Was all this suffering worth it; since European communism collapsed under its own weight – with no guns being fired? And now that Vietnam is a popular tourist destination – despite its rigid, secret communist control?
But this agent - the ultimate weapon - relentlessly continues to counter attack those who commissioned it.
Otherwise healthy veterans experience skin disorders, cysts, tumours and hyper-pigmentation. And digging deeper; nervous, cardiovascular and reproductive systems all suffer guerrilla raids that usher in early failure and increased risks of cancer. Liver damage incites physical and mental chemical imbalances that trigger neurological, psychological and psychiatric disorders which have already led many to suicide.
I’m grateful to be spared the symptoms I’ve described, but I share their anger at the injustice they continue to experience.

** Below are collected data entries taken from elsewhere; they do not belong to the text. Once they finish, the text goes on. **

PR #6844, opened 2019-07-25
Do not use CMA in user namespaces

adrianreber:
Trying out to run processes via mpirun in Podman containers has shown that the CMA btl_vader_single_copy_mechanism does not work when user namespaces are involved.

Creating containers with Podman requires at least user namespaces to be able to do unprivileged mounts in a container

Even if running the container with user namespace user ID mappings which result in the same user ID on the inside and outside of all involved containers, the check in the kernel to allow ptrace (and thus process_vm_{read,write}v()), fails if the same IDs are not in the same user namespace.

One workaround is to specify '--mca btl_vader_single_copy_mechanism none' and this commit adds code to automatically skip CMA if user namespaces are detected.

Preferred implementation would have been to detect if the other local processes are running in different user namespaces, but it was not clear how get the PIDs of the other involved processes in
mca_btl_vader_check_single_copy(). This is even more complicated if some processes would be running in the same user namespace, but not all of them. If one different user namespace is detected, CMA should be disabled for all involved processes. So if one local process detects that CMA is not working it would need to communicate this information to all local processes.

This implementation now checks during the first access of mca_btl_vader_{put,get}_cma() if the destination process is running in another user namespace and switches to MCA_BTL_VADER_EMUL if this is true.

So if the first access to process_vm_{read,write}v()) fails all further accesses are automatically no longer trying to use CMA.

### DIFF
--- a/opal/mca/btl/vader/btl_vader.h
+++ b/opal/mca/btl/vader/btl_vader.h
@@ -84,7 +84,12 @@ union vader_modex_t {
         void *segment_base;
     } xpmem;
 #endif
-    opal_shmem_ds_t seg_ds;
+    struct vader_modex_other_t {
+        ino_t user_ns_id;
+        int seg_ds_size;
+        /* seg_ds needs to be the last element */
+        opal_shmem_ds_t seg_ds;
+    } other;
 };
 
 /**
@@ -269,6 +274,8 @@ int mca_btl_vader_get_knem (mca_btl_base_module_t *btl, mca_btl_base_endpoint_t 
                             mca_btl_base_registration_handle_t *remote_handle, size_t size, int flags,
                             int order, mca_btl_base_rdma_completion_fn_t cbfunc, void *cbcontext, void *cbdata);
 #endif
+
+ino_t mca_btl_vader_get_user_ns_id(void);
 
 int mca_btl_vader_get_sc_emu (mca_btl_base_module_t *btl, mca_btl_base_endpoint_t *endpoint, void *local_address,
                                uint64_t remote_address, mca_btl_base_registration_handle_t *local_handle,
--- a/opal/mca/btl/vader/btl_vader_component.c
+++ b/opal/mca/btl/vader/btl_vader_component.c
@@ -41,6 +41,10 @@
 #include "btl_vader_fbox.h"
 #include "btl_vader_xpmem.h"
 
+#ifdef HAVE_SYS_STAT_H
+#include <sys/stat.h>
+#endif
+
 #include <sys/mman.h>
 #include <fcntl.h>
 
@@ -350,6 +354,25 @@ static int mca_btl_vader_component_close(void)
     return OPAL_SUCCESS;
 }
 
+/*
+ * mca_btl_vader_parse_proc_ns_user() tries to get the user namespace ID
+ * of the current process.
+ * Returns the ID of the user namespace. In the case of an error '0' is returned.
+ */
+ino_t mca_btl_vader_get_user_ns_id(void)
+{
+    struct stat buf;
+
+    if (0 > stat("/proc/self/ns/user", &buf)) {
+        /*
+         * Something went wrong, probably an old kernel that does not support namespaces
+         * simply assume all processes are in the same user namespace and return 0
+         */
+        return 0;
+    }
+
+    return buf.st_ino;
+}
 static int mca_btl_base_vader_modex_send (void)
 {
     union vader_modex_t modex;
@@ -363,8 +386,16 @@ static int mca_btl_base_vader_modex_send (void)
         modex_size = sizeof (modex.xpmem);
     } else {
 #endif
-        modex_size = opal_shmem_sizeof_shmem_ds (&mca_btl_vader_component.seg_ds);
-        memmove (&modex.seg_ds, &mca_btl_vader_component.seg_ds, modex_size);
+        modex.other.seg_ds_size = opal_shmem_sizeof_shmem_ds (&mca_btl_vader_component.seg_ds);
+        memmove (&modex.other.seg_ds, &mca_btl_vader_component.seg_ds, modex.other.seg_ds_size);
+        modex.other.user_ns_id = mca_btl_vader_get_user_ns_id();
+        /*
+         * If modex.other.user_ns_id is '0' something did not work out
+         * during user namespace detection. Assuming there are no
+         * namespaces available it will return '0' for all processes and
+         * the check later will see '0' everywhere and not disable CMA.
+         */
+        modex_size = sizeof (modex.other);
 
 #if OPAL_BTL_VADER_HAVE_XPMEM
     }
--- a/opal/mca/btl/vader/btl_vader_module.c
+++ b/opal/mca/btl/vader/btl_vader_module.c
@@ -27,6 +27,7 @@
  */
 
 #include "opal_config.h"
+#include "opal/util/show_help.h"
 
 #include "btl_vader.h"
 #include "btl_vader_endpoint.h"
@@ -78,6 +79,28 @@ mca_btl_vader_t mca_btl_vader = {
         .btl_ft_event = vader_ft_event
     }
 };
+
+/*
+ * Exit function copied from btl_usnic_util.c
+ *
+ * The following comment tells Coverity that this function does not return.
+ * See https://scan.coverity.com/tune.
+ */
+
+/* coverity[+kill] */
+static void vader_btl_exit(mca_btl_vader_t *btl)
+{
+    if (NULL != btl && NULL != btl->error_cb) {
+        btl->error_cb(&btl->super, MCA_BTL_ERROR_FLAGS_FATAL,
+                      (opal_proc_t*) opal_proc_local_get(),
+                      "The vader BTL is aborting the MPI job (via PML error callback).");
+    }
+
+    /* If the PML error callback returns (or if there wasn't one), just exit. Shrug. */
+    fprintf(stderr, "*** The Open MPI vader BTL is aborting the MPI job (via exit(3)).\n");
+    fflush(stderr);
+    exit(1);
+}
 
 static int vader_btl_first_time_init(mca_btl_vader_t *vader_btl, int n)
 {
@@ -173,6 +196,7 @@ static int vader_btl_first_time_init(mca_btl_vader_t *vader_btl, int n)
 static int init_vader_endpoint (struct mca_btl_base_endpoint_t *ep, struct opal_proc_t *proc, int remote_rank) {
     mca_btl_vader_component_t *component = &mca_btl_vader_component;
     union vader_modex_t *modex;
+    ino_t my_user_ns_id;
     size_t msg_size;
     int rc;
 
@@ -197,16 +221,57 @@ static int init_vader_endpoint (struct mca_btl_base_endpoint_t *ep, struct opal_
         } else {
 #endif
             /* store a copy of the segment information for detach */
-            ep->segment_data.other.seg_ds = malloc (msg_size);
+            ep->segment_data.other.seg_ds = malloc (modex->other.seg_ds_size);
             if (NULL == ep->segment_data.other.seg_ds) {
                 return OPAL_ERR_OUT_OF_RESOURCE;
             }
 
-            memcpy (ep->segment_data.other.seg_ds, &modex->seg_ds, msg_size);
+            memcpy (ep->segment_data.other.seg_ds, &modex->other.seg_ds, modex->other.seg_ds_size);
 
             ep->segment_base = opal_shmem_segment_attach (ep->segment_data.other.seg_ds);
             if (NULL == ep->segment_base) {
                 return OPAL_ERROR;
+            }
+
+            if (MCA_BTL_VADER_CMA == mca_btl_vader_component.single_copy_mechanism) {
+                my_user_ns_id = mca_btl_vader_get_user_ns_id();
+                if (my_user_ns_id != modex->other.user_ns_id) {
+                    mca_base_var_source_t source;
+                    int vari;
+                    rc = mca_base_var_find_by_name("btl_vader_single_copy_mechanism", &vari);
+                    if (OPAL_ERROR == rc) {
+                        return OPAL_ERROR;
+                    }
+                    rc = mca_base_var_get_value(vari, NULL, &source, NULL);
+                    if (OPAL_ERROR == rc) {
+                        return OPAL_ERROR;
+                    }
+                    /*
+                     * CMA is not possible as different user namespaces are in use.
+                     * Currently the kernel does not allow * process_vm_{read,write}v()
+                     * for processes running in different user namespaces even if
+                     * all involved user IDs are mapped to the same user ID.
+                     *
+                     * Fallback to MCA_BTL_VADER_EMUL.
+                     */
+                    if (MCA_BASE_VAR_SOURCE_DEFAULT != source) {
+                        /* If CMA has been explicitly selected we want to error out */
+                        opal_show_help("help-btl-vader.txt", "cma-different-user-namespace-error",
+                                       true, opal_process_info.nodename);
+                        vader_btl_exit(&mca_btl_vader);
+                    }
+                    /*
+                     * If CMA has been selected because it is the default or
+                     * some fallback, this falls back even further.
+                     */
+                    opal_show_help("help-btl-vader.txt", "cma-different-user-namespace-warning",
+                                   true, opal_process_info.nodename);
+                    mca_btl_vader_component.single_copy_mechanism = MCA_BTL_VADER_EMUL;
+                    mca_btl_vader.super.btl_get = mca_btl_vader_get_sc_emu;
+                    mca_btl_vader.super.btl_put = mca_btl_vader_put_sc_emu;
+                    mca_btl_vader.super.btl_put_limit = mca_btl_vader.super.btl_max_send_size - sizeof (mca_btl_vader_sc_emu_hdr_t);
+                    mca_btl_vader.super.btl_get_limit = mca_btl_vader.super.btl_max_send_size - sizeof (mca_btl_vader_sc_emu_hdr_t);
+                }
             }
 #if OPAL_BTL_VADER_HAVE_XPMEM
         }
--- a/opal/mca/btl/vader/help-btl-vader.txt
+++ b/opal/mca/btl/vader/help-btl-vader.txt
@@ -126,6 +126,25 @@ mechanism if one is available. This may result in lower performance.
 
   Local host: %s
 #
+[cma-different-user-namespace-error]
+ERROR: Linux kernel CMA support was requested via the
+btl_vader_single_copy_mechanism MCA variable, but CMA support is
+not available due to different user namespaces.
+
+Your MPI job will abort now. Please select another value for
+btl_vader_single_copy_mechanism.
+
+  Local host: %s
+#
+[cma-different-user-namespace-warning]
+WARNING: The default btl_vader_single_copy_mechanism CMA is
+not available due to different user namespaces.
+
+The vader shared memory BTL will fall back on another single-copy
+mechanism if one is available. This may result in lower performance.
+
+  Local host: %s
+#
 [xpmem-make-failed]
 WARNING: Could not generate an xpmem segment id for this process'
 address space.


rhc54:
I'm not familiar with Podman. Are you saying that at time of launch, you have no idea that the containers are going to wind up in different user namespaces? That the _only_ way to know is to search the `/proc` file system to discover what the other containers did? Are the containers setting the namespace upon `exec` - or is the kernel setting the namespace upon `fork`?

Assuming that situation is true (and I sincerely hope it isn't): Given that you are using mpirun to start the containers, and that mpirun knows the pid of each proc once it does the `fork`, and assuming it is the kernel setting the namespace, I'm wondering if it wouldn't be more efficient to have mpirun:

* fork all the local procs, but don't exec them yet
* check the namespace of each pid it just generated
* add a PMIx attribute to the local job info indicating if different namespaces are in operation
* exec the procs

If the container is setting the namespace at `exec`, then the only other option would be to `modex_send` the namespace of the process during `vader` component open, and have each process `modex_recv` the namespace of all local procs during `vader_add_procs`. This would remove the performance penalty on first access this PR introduces and ensure that _all_ local procs disable CMA if needed.

We have found in other scenarios that having every local process access `/proc` really impacts scalability of launch, so avoiding that method is highly preferable.

adrianreber:
> I'm not familiar with Podman.

Podman uses, just like Docker, runc to run the containers. runc is an implementation of the OCI spec. runc, as far as I understand it, does first a clone() and then an unshare() for the namespace setup.

> Are you saying that at time of launch, you have no idea that the containers are going to wind up in different user namespaces?

Well, if I know that I am running Podman, I probably could assume that each process will run in its own namespace. There is, however, an option to run different containers in the same user namespace. So just by saying it is a Podman container it will be in different user namespaces is not correct. There are also other container runtimes which are using user namespaces (for namespace based container user namespaces are basically required to be able to mount something in the container), so you would need to detect those also.

> That the _only_ way to know is to search the `/proc` file system to discover what the other containers did?

As far as I understand it, yes, looking at `/proc` is the only way. I will ask someone more familiar to also comment here.

> Are the containers setting the namespace upon `exec` - or is the kernel setting the namespace upon `fork`?

The namespaces are set up by runc, which is started by Podman (Podman actually starts conmon and conmon starts runc). There is a long comment how this is done at https://github.com/opencontainers/runc/blob/master/libcontainer/nsenter/nsexec.c#L645

> Assuming that situation is true (and I sincerely hope it isn't): Given that you are using mpirun to start the containers, and that mpirun knows the pid of each proc once it does the `fork`, and assuming it is the kernel setting the namespace, I'm wondering if it wouldn't be more efficient to have mpirun:
> 
>     * fork all the local procs, but don't exec them yet
> 
>     * check the namespace of each pid it just generated
> 
>     * add a PMIx attribute to the local job info indicating if different namespaces are in operation
> 
>     * exec the procs

I am pretty sure this will not work.

> If the container is setting the namespace at `exec`, then the only other option would be to `modex_send` the namespace of the process during `vader` component open, and have each process `modex_recv` the namespace of all local procs during `vader_add_procs`. This would remove the performance penalty on first access this PR introduces and ensure that _all_ local procs disable CMA if needed.

I think I tried to do something like this, but I did not manage to do the `modex_send` and `modex_recv` correctly. I can try to come a with a patch to do this, but last time I got really confused about how modex works. Maybe with this description and the clarification from the mailing list I can try it once more.

> We have found in other scenarios that having every local process access `/proc` really impacts scalability of launch, so avoiding that method is highly preferable.

Understood.

bwbarrett:
I agree with @rhc54; publishing the namespace id as part of modex send/recv seems like a much better idea.

If CMA is explicitly requested, the result of not being in the same namespace (and therefore not using CMA) should be a hard error, not a warning (ie, not the `cma-different-user-namespace` warning).  I could be reading the code wrong, but it appears that the patch would not fail in this situation.

adrianreber:
> If CMA is explicitly requested, the result of not being in the same namespace (and therefore not using CMA) should be a hard error, not a warning (ie, not the `cma-different-user-namespace` warning). I could be reading the code wrong, but it appears that the patch would not fail in this situation.

I implemented the same behaviour as requesting cma in a non-namespaced environment. vader will fall back to another single-copy mechanism. No hard error.

Just to make sure, before looking into @rhc54 recommendation, how it should fail. Same behaviour as the current cma code, or hard error if running in user namespaces?

jsquyres:
@adrianreber We have a general rule of thumb in Open MPI: if a human asks for something and we can't deliver it, that's a hard error / exit.  If Vader isn't obeying that in some cases, that's actually a bug that should be fixed.

adrianreber:
@jsquyres Perfect, thanks.

adrianreber:
I force pushed a new version based on recv() and send().

The only thing missing is the hard error if the user explicitly selected `cma`. I am not sure where to track the user selected single_copy_mechanism. There is `mca_btl_vader_component.single_copy_mechanism` which can change its value.

Should I just introduce a new field in `struct mca_btl_vader_component_t` to track the user selected single_copy_mechanism? The problem I see is, how can I differentiate if the user has not selected anything and vader is just using the first single_copy_mechanism (which can be CMA), or if the user has actually selected CMA. Is it possible to see if the default value is used or some specific option has been selected.

opal/mca/btl/vader/btl_vader.h
```diff
@@ -84,7 +84,11 @@ union vader_modex_t {
         void *segment_base;
     } xpmem;
 #endif
-    opal_shmem_ds_t seg_ds;
+    struct vader_modex_other_t {
+        int seg_ds_size;
+        opal_shmem_ds_t seg_ds;
```
hjelmn: The seg_ds should always be last. We don't modex send the entire structure as it is padded out with 0's.

opal/mca/btl/vader/btl_vader_component.c
```diff
@@ -363,8 +405,13 @@ static int mca_btl_base_vader_modex_send (void)
         modex_size = sizeof (modex.xpmem);
     } else {
 #endif
-        modex_size = opal_shmem_sizeof_shmem_ds (&mca_btl_vader_component.seg_ds);
-        memmove (&modex.seg_ds, &mca_btl_vader_component.seg_ds, modex_size);
+        modex.other.seg_ds_size = opal_shmem_sizeof_shmem_ds (&mca_btl_vader_component.seg_ds);
+        memmove (&modex.other.seg_ds, &mca_btl_vader_component.seg_ds, modex.other.seg_ds_size);
+        modex.other.user_ns_id = mca_btl_vader_parse_proc_ns_user();
+        if (0 == modex.other.user_ns_id) {
+            return OPAL_ERROR;
```
jsquyres: Is this really an error?  E.g., are there older versions of Linux that will reach this vader code but not have the namespace link (or have it in an unexpected format) as expected in `mca_btl_vader_parse_proc_ns_user()`?

I.e., is there a case where we will fail to obtain/parse the namespace ID, but that really means there is no namespace, and therefore all processes have the same lack of namespace?

opal/mca/btl/vader/btl_vader.h
adrianreber: okay, thanks, changed in the upcoming force push

opal/mca/btl/vader/btl_vader_component.c
adrianreber: Makes sense to not treat '0' as an error. Changed in upcoming force push.

adrianreber:
> You should be able to look at mca_base_var_get_value() to get the source of the MCA variable value -- e.g., whether it was just the default value, or whether a user actually set that value.

Thanks. I included some code based on this to OPAL_ERROR if CMA is not selected as part of MCA_BASE_VAR_SOURCE_DEFAULT.

I hope I addressed all open points.

jsquyres:
False cray failure: bot:ompi:retest

opal/mca/btl/vader/btl_vader_component.c
```diff
@@ -350,6 +350,48 @@ static int mca_btl_vader_component_close(void)
...
+        opal_output(0, "Error reading user namespace ID of process %d\n", pid);
+        return 0;
+    }
+
+    /* remove trailing ']' */
+    link[i - 1] = '\0';
+    tmp = strchr(link, '[');
+    if (NULL == tmp) {
+        free(link);
+        opal_output(0, "Error reading user namespace ID of process %d\n", pid);
```
jsquyres: I'm sorry -- one more nit pick...

If this error occurs, it is likely to happen N times on a single node (i.e., for all MPI procs launched on the same node).  If the cluster is homogeneous, it'll happen for every single MPI process in the job.

As such, this `opal_output()` (and the one above it) should be `opal_show_help()`, because `opal_show_help()` de-duplicates (i.e., it'll only show it in the output of `mpirun` once, even if multiple processes emit the same help message).

That being said, do we know if the format of the `/proc/self/ns/user` link has always been the same (`user:[<inode-number>]`)?  I.e., is it possible we're running on an older Linux kernel with a different sym link format, and the format is *not* actually an error?

This is a logical question to ask since you handle the case of having no sym link by simply returning 0 without emitting any kind of error message.

ggouaillardet:
@adrianreber you can simply get the namespace id via a `stat()` as in the inline patch below

can you also please explain why you had to add `struct vader_modex_other_t` with an `int seg_ds_size` and move `seg_ds` into that struct ?

```patch
diff --git a/opal/mca/btl/vader/btl_vader_component.c b/opal/mca/btl/vader/btl_vader_component.c
index dc299b1..922658c 100644
--- a/opal/mca/btl/vader/btl_vader_component.c
+++ b/opal/mca/btl/vader/btl_vader_component.c
@@ -41,6 +41,9 @@
 #include "btl_vader_fbox.h"
 #include "btl_vader_xpmem.h"
 
+#ifdef HAVE_SYS_STAT_H
+#include <sys/stat.h>
+#endif
 #include <sys/mman.h>
 #include <fcntl.h>
 
@@ -351,47 +354,25 @@ static int mca_btl_vader_component_close(void)
 }
 
 /*
- * mca_btl_vader_parse_proc_ns_user() tries to parse the user namespace ID
+ * mca_btl_vader_parse_proc_ns_user() tries to get the user namespace ID
  * of the current process.
  * Returns the ID of the user namespace. In the case of an error '0' is returned.
  */
 uint64_t mca_btl_vader_parse_proc_ns_user(void)
 {
-    char *link = malloc(PATH_MAX);
-    pid_t pid = getpid();
-    uint64_t user_ns_id;
-    char *tmp;
-    int i;
-
-    i = readlink("/proc/self/ns/user", link, PATH_MAX);
-    if (-1 == i) {
-        return 0;
-    }
-
-    /*
-     * Result in link should look like 'user:[<inode-number>]', so at least
-     * 8 characters long: 'user:[?]'.
-     */
-    if (8 > i) {
-        free(link);
-        opal_output(0, "Error reading user namespace ID of process %d\n", pid);
-        return 0;
-    }
+    struct stat buf;
 
-    /* remove trailing ']' */
-    link[i - 1] = '\0';
-    tmp = strchr(link, '[');
-    if (NULL == tmp) {
-        free(link);
-        opal_output(0, "Error reading user namespace ID of process %d\n", pid);
+    if (0 > stat("/proc/self/ns/user", &buf)) {
+        /*
+         * Something went wrong, probably an old kernel that does not support namespaces
+         * simply assume all processes are in the same user namespace and return 0
+         */
         return 0;
     }
 
-    user_ns_id = strtoul(tmp + 1, NULL, 10);
-    free(link);
-
-    return user_ns_id;
+    return (uint64_t)buf.st_ino;
 }
+
 static int mca_btl_base_vader_modex_send (void)
 {
     union vader_modex_t modex;
```

adrianreber:
@ggouaillardet 

>  you can simply get the namespace id via a `stat()` as in the inline patch below

Are you sure? Using the command-line tool `stat` on `/proc/self/ns/user` this is not true. I assumed that the inode given by `stat` is the same as with `stat(2)`.

ggouaillardet:
@adrianreber That is why assumptions should be avoided :-)

this is a counter-intuitive, but `stat(1)` (e.g. CLI) uses `lstat(2)` and **not** `stat(2)`

from the CLI, you have to

    stat -L /proc/self/ns/user

that uses `stat(2)`, and use glibc's `stat()` in your C code.

adrianreber:
@ggouaillardet 
> can you also please explain why you had to add struct vader_modex_other_t with an int seg_ds_size and move seg_ds into that struct ?

I cannot really explain it. `vader_modex_t` was a union:
```
union vader_modex_t {
#if OPAL_BTL_VADER_HAVE_XPMEM
    struct vader_modex_xpmem_t {
        xpmem_segid_t seg_id;
        void *segment_base;
    } xpmem;
#endif 
    opal_shmem_ds_t seg_ds;
}
```
So I thought to extend the non xpmem part I have to create a struct just like `vader_modex_xpmem_t`. Do you have any other recommendations how to do it better?

opal/mca/btl/vader/btl_vader_component.c
adrianreber: > As such, this opal_output() (and the one above it) should be opal_show_help(), because opal_show_help() de-duplicates (i.e., it'll only show it in the output of mpirun once, even if multiple processes emit the same help message).

Will change it.

> That being said, do we know if the format of the /proc/self/ns/user link has always been the same (user:[<inode-number>])? I.e., is it possible we're running on an older Linux kernel with a different sym link format, and the format is not actually an error?

With the changes from @ggouaillardet included to use `stat()` this is probably irrelevant.

adrianreber:
@ggouaillardet Thanks for the simplification. Changed it and force pushed. As this removed all occurrences of `opal_output()` this should also solve the questions from @jsquyres.

ibm-ompi:

ibm-ompi:

jjhursey:
bot:ibm:retest

hjelmn:
It is a union because either Vader is using xpmem or or isn't. Do you know if xpmem works between namespaces? If not then additional changes are needed.

adrianreber:
> Do you know if xpmem works between namespaces?

Unfortunately I know nothing about xpmem. The vader code is probably the first time I read about it.

hppritcha:
bot:ompi:retest

adrianreber:
Are there any more changes required from my side? Not sure if all discussions are resolved or not.

adrianreber:
Any more comments, reviews, suggestions? Any chance to get this merged?

rhc54:
I don't see how we can merge it without resolving the xpmem concern raised by @hjelmn

hjelmn:
@rhc54 I can test but will need something to test with.

adrianreber:
> I don't see how we can merge it without resolving the xpmem concern raised by @hjelmn

As I cannot test xpmem I cannot implement that part. Closing this PR.

jsquyres:
Sorry for letting this fall off our radar for so long.  😦   FWIW, I see that you made the change that @hjelmn asked for forever ago; he just never re-reviewed it.

@adrianreber Can you supply us with a recipe to re-create / test the issue with multiple namespaces?

FWIW, this PR generally looks good to me.  I do not have XPMEM / cannot easily test, but I would hate to lose this work.

hppritcha:
Doesn't appear that xpmem has the same issue concerning different NS's:
See https://hpc.github.io/charliecloud/faq.html?highlight=xpmem
I've asked the container group to test this PR without the ch_run --join option.

hjelmn:
@hppritcha I am :+1: on this PR as long as we get the testing coverage. If I can get step-by-step testing instructions I can test as well.

adrianreber:
It is easy to test. This will fail:
```
# mpirun --allow-run-as-root -np 4 unshare --map-root-user --user /tmp/ring
```

This will succeed:
```
# mpirun --mca btl_vader_single_copy_mechanism none --allow-run-as-root -np 4 unshare --map-root-user --user /tmp/ring
```

It needs a kernel with user namespace support. I am testing it on RHEL8.

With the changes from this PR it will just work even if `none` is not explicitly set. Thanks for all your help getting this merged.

For compounding their pain is the bureaucracy that has full legal authority to thwart any access to compensation.
Yet though this double agent – Agent Orange – persists in its insatiable quest for destruction, I fervently await God’s greater promise of Isaiah 2:4 being fulfilled: “He will judge between the nations and will settle disputes for many peoples. They will beat their swords into plowshares and their spears into pruning hooks. Nation will not take up sword against nation, nor will they train for war anymore. “
I’ve seen too much to think that this idyllic picture will arrive quickly. But having seen so much, I also know that war offers only a temporary path to peace.